Ces exonérations s'appliquent aux produits relevant de ces catégories destinés :

- à faire l'objet de livraisons à emporter dans les bagages personnels des voyageurs se rendant par la voie aérienne ou maritime dans un pays non compris dans le territoire communautaire ;

- à faire l'objet de livraisons à emporter dans les bagages personnels des voyageurs, effectuées à bord d'un avion ou d'un bateau au cours d'un transport à destination d'un pays non compris dans le territoire communautaire ;

- à l'avitaillement des navires effectuant une navigation maritime, à l'exclusion des navires de plaisance ou de sport, ainsi que des aéronefs effectuant des liaisons commerciales.

Ce système d'exonération concerne partiellement les départements d'outre-mer, puisque ces derniers ne font pas partie du territoire communautaire en ce qui concerne la législation relative aux droits d'accises15(*).

Or, par l'effet de cette exonération, les prix pratiqués dans les duty free revêtent un caractère quasi-promotionnel, interdit par l'article L. 3511-3 du code de la santé publique.

Conscient des effets des duty free en termes de santé publique, le conseil de l'Union européenne a néanmoins adopté, le 20 décembre 2007, la directive 2007/74/CE.16(*) Ce texte réduit le nombre d'articles de tabac pouvant faire l'objet d'une exonération de TVA et d'accises. Il doit être transposé en droit français avant le 1er décembre 2008.

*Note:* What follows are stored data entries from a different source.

PR #5035, opened 2021-03-22
Categories taxonomy: put liquorice under candies, fix German entry for pickles

stephanegigandet:
From Rochus Wessels on Slack in #taxonomies :

The German translation of "Pickles" should be "Eingelegte Lebensmittel" (pickled food) or something like that, but not "Gurken", because that is "Cucumbers" and a lot of pickled foods are no cucumbers.

The other one is the categorization of "Liquorice" as sub-category of "Hebal teas". Liquorice teas exist, but the category is mostly used for the sweets/candies/sugary snacks and those are definitely no teas, so it would probably be better a subcategory of "Sugary snacks" and have a separate category for "Liquorice teas".

### DIFF
--- a/taxonomies/categories.txt
+++ b/taxonomies/categories.txt
@@ -6124,8 +6124,9 @@ wikidata:en:Q158746
 
 # description:en:LIQUORICE is the root of Glycyrrhiza glabra from which a sweet flavour can be extracted.
 
-<en:Herbal teas
-# <en:Plant
+# Almost all entries under the en:liquorice category are candies
+
+<en:candies
 en:liquorice, licorice
 af:Soethout
 ar:عرقسوس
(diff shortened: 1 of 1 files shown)


stephanegigandet:
In fact for all herbal tea entries, we probably should put "XYZ herbal tea" at the canonical name, and "XYZ" as a synonym, only if there is no doubt that XYZ refers to the herbal tea.  e.g. for the entry "Juniper berries", it should not be an herbal tea either.

taxonomies/categories.txt
```diff
@@ -68394,7 +68399,7 @@ wikidata:Q1886522
 en:Pickles
 ca:Conserves
 da:Syltede agurker
```
svensven, line 68401:
```suggestion
```
This also means "pickled cucumbers", so could move to the en:Pickled cucumbers section around line 75405.

stephanegigandet: @svensven : thanks, I just moved it.

moon-rabbitOFF (approved):

PR #5036, opened 2021-03-22
Many small improvements for the producers platform

stephanegigandet:
- Org profiles have an extra checkbox for admins to disable CodeOnline imports
- Org profiles allow admins to input a list of GLNs. The GS1 org ids (GLN) are now stored in a hash (orgs_glns.sto), and they are used to force the match of a GLN to an org during Equadis / CodeOnline imports.
- Imports to the public platform now skip products that would result in an owner change
- The export form has an extra checkbox to allow overwriting owners
- When editing an org profile, admins can now create the org profile if it does not exist yet (and they are warned that they are editing an unknown org profile)
- The side column form for admins to switch to a specific org now defaults to organizations if the entered it does not start by user- or org-. i.e. it's possible to just input "nestle-france".

### DIFF
--- a/cgi/org.pl
+++ b/cgi/org.pl
@@ -66,7 +66,13 @@ my $org_ref = retrieve_org($orgid);
 
 if (not defined $org_ref) {
 	$log->debug("org does not exist", { orgid => $orgid }) if $log->is_debug();
-	display_error($Lang{error_org_does_not_exist}{$lang}, 404);
+	
+	if ($admin) {
+		$template_data_ref->{org_does_not_exist} = 1;
+	}
+	else {
+		display_error($Lang{error_org_does_not_exist}{$lang}, 404);
+	}
 }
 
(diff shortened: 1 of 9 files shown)


cgi/org.pl
```diff
@@ -94,9 +100,39 @@
...
+				if (not defined $org_ref) {
+					$org_ref = create_org($User_id, $orgid);
+				}
+				
+				foreach my $field ("enable_manual_export_to_public_platform", "activate_automated_daily_export_to_public_platform", "do_not_import_codeonline") {
 					$org_ref->{$field} = remove_tags_and_quote(decode utf8=>param($field));
 				}
+				
+				# List of GS1 GLNs
+				# Remove existing GLNs
```
teolemon, line 114: Can we perhaps send a mail to the org owner or to platform admins ?

teolemon (approved):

II - Le dispositif proposé par votre commission

Votre commission propose de transposer la directive du 20 décembre 2007 pour ce qui concerne le régime de franchise applicable aux accises sur les produits du tabac achetés par des voyageurs en provenance ou à destination d'un Dom, en modifiant à cette fin l'article 302 F bis du code général des impôts.

Le contingent maximum de produits du tabac bénéficiant de la franchise pourrait être fixé aux seuils les plus bas proposés par l'article 8 de la directive, à savoir quarante cigarettes, vingt cigarillos, dix cigares et cinquante grammes de tabac à fumer.

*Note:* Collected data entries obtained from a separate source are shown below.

PR #5039, opened 2021-03-22
Portuguese translation in packaging_shapes.txt

laralem:
New Portuguese translations and a few fixes in Portuguese existing translations.

**Removed**:

> en:Mold
> fr:Moule

since they were duplicates (line 113 and line 124). Please check. Thank you.

By the way, I could also add a few translations in Brazilian Portuguese, but how should I do that?
-Add to "pt:"? Since most of the words are the same with a few exceptions.
-Add to "pt-br:" or "pt-BR:"? In this case it will have also some words used in "pt:" translation.

Example of one of those exceptions:

> pt:Carica, rolha
> pt-BR:Chapinha, rolha

But I don't see a problem using just one translation:

> pt:Carica, chapinha, rolha

I'm asking this because in Crowdin we have both Portuguese and Brazilian Portuguese translations.

### DIFF
--- a/taxonomies/packaging_shapes.txt
+++ b/taxonomies/packaging_shapes.txt
@@ -2,12 +2,14 @@
 
 en:Unknown
 fr:Inconnu, inconnue, inconnus, inconnues
+pt:Desconhecido
 
 # Use singular as the main name, and add plural as synonym
 en:Tray, trays
 de:Tablettverpackung, Tablett
 fr:Barquette, barquettes
 hu:Tálca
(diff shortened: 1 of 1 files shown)


stephanegigandet:
> But I don't see a problem using just one translation:
> 
> > pt:Carica, chapinha, rolha

Currently we don't support language variants such as pt_PT and pt_BR, so please try to add all synonyms under pt:

laralem:
> Currently we don't support language variants such as pt_PT and pt_BR, so please try to add all synonyms under pt:

OK, I will merge also some translations already in some taxonomies but changed to comments since they are not supported as you said. Thank you.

Votre commission vous demande d'adopter cet article additionnel dans la rédaction qu'elle vous soumet.

* 8 Depuis la modification opérée par l'article 22 de la loi n° 2007-1786 du 19 décembre 2007 de financement de la sécurité sociale pour 2008.

* 9 Article L. 241-18 du code de la sécurité sociale.

* 10 Article L. 242-1 du même code.

* 11 Soit 12,19 euros/heure, avec un Smic fixé depuis le 1er juillet 2008 à 8,71 euros/heure.

* 12 Ces conditions, ainsi que celle relative au lieu d'implantation des entreprises, seront appréciées à la clôture de chaque exercice.

* 13 L'article 199 undecies B du code général des impôts devrait néanmoins voir son champ d'application élargi en application de l'article 5 du projet de loi pour le développement économique de l'outre-mer.

* 14 Articles 130 à 136 du règlement n° 2913/92 du 12 octobre 1992 établissant le code des douanes communautaire.

* 15 Article 302 C du code général des impôts.

* 16 Directive concernant les franchises de la taxe sur la valeur ajoutée et des accises perçues à l'importation de marchandises par des voyageurs en provenance de pays tiers.